Step Hyp Ref Expression
1 lnopl.1 
 |-  T e. LinOp
2 hvmulcl 
 |-  ( ( A e. CC /\ C e. ~H ) -> ( A .h C ) e. ~H )
3 1 lnopaddi 
 |-  ( ( B e. ~H /\ ( A .h C ) e. ~H ) -> ( T ` ( B +h ( A .h C ) ) ) = ( ( T ` B ) +h ( T ` ( A .h C ) ) ) )
4 2 3 sylan2 
 |-  ( ( B e. ~H /\ ( A e. CC /\ C e. ~H ) ) -> ( T ` ( B +h ( A .h C ) ) ) = ( ( T ` B ) +h ( T ` ( A .h C ) ) ) )
5 4 3impb 
 |-  ( ( B e. ~H /\ A e. CC /\ C e. ~H ) -> ( T ` ( B +h ( A .h C ) ) ) = ( ( T ` B ) +h ( T ` ( A .h C ) ) ) )
6 5 3com12 
 |-  ( ( A e. CC /\ B e. ~H /\ C e. ~H ) -> ( T ` ( B +h ( A .h C ) ) ) = ( ( T ` B ) +h ( T ` ( A .h C ) ) ) )
7 1 lnopmuli 
 |-  ( ( A e. CC /\ C e. ~H ) -> ( T ` ( A .h C ) ) = ( A .h ( T ` C ) ) )
8 7 3adant2 
 |-  ( ( A e.
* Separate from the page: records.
PR #464, opened 2019-12-29
Implement std::error::Error for Error

### LINKED ISSUE #456: Implement `std::error::Error` for `Error`
Hey, is it possible to implement `std::error::Error` for the `Error` type? I have some parts where I want to simplify my errors into a `Box<dyn Error + 'static>`.

Since `Debug` and `Display` are already implemented and this library always uses `std`, the empty trait implementation `impl std::error::Error for Error {}` should be completely sufficient and would not break anything?

dtolnay:
Fixes #456.

Would it be possible to get a patch release when this lands? I have an upcoming project that would want to use the new impl. cc @KizzyCode

### DIFF
--- a/src/lib.rs
+++ b/src/lib.rs
@@ -167,6 +167,8 @@ impl Display for Error {
     }
 }
 
+impl std::error::Error for Error {}
+
 /// Configuration used to represent an invocation of a C compiler.
 ///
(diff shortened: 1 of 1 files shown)


alexcrichton:
👍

CC /\ B e. ~H /\ C e. ~H ) -> ( T ` ( A .h C ) ) = ( A .h ( T ` C ) ) )
9 8 oveq2d 
 |-  ( ( A e. CC /\ B e. ~H /\ C e. ~H ) -> ( ( T ` B ) +h ( T ` ( A .h C ) ) ) = ( ( T ` B ) +h ( A .h ( T ` C ) ) ) )
10 6 9 eqtrd 
 |-  ( ( A e. CC /\ B e. ~H /\ C e. ~H ) -> ( T ` ( B +h ( A .h C ) ) ) = ( ( T ` B ) +h ( A .h ( T ` C ) ) ) )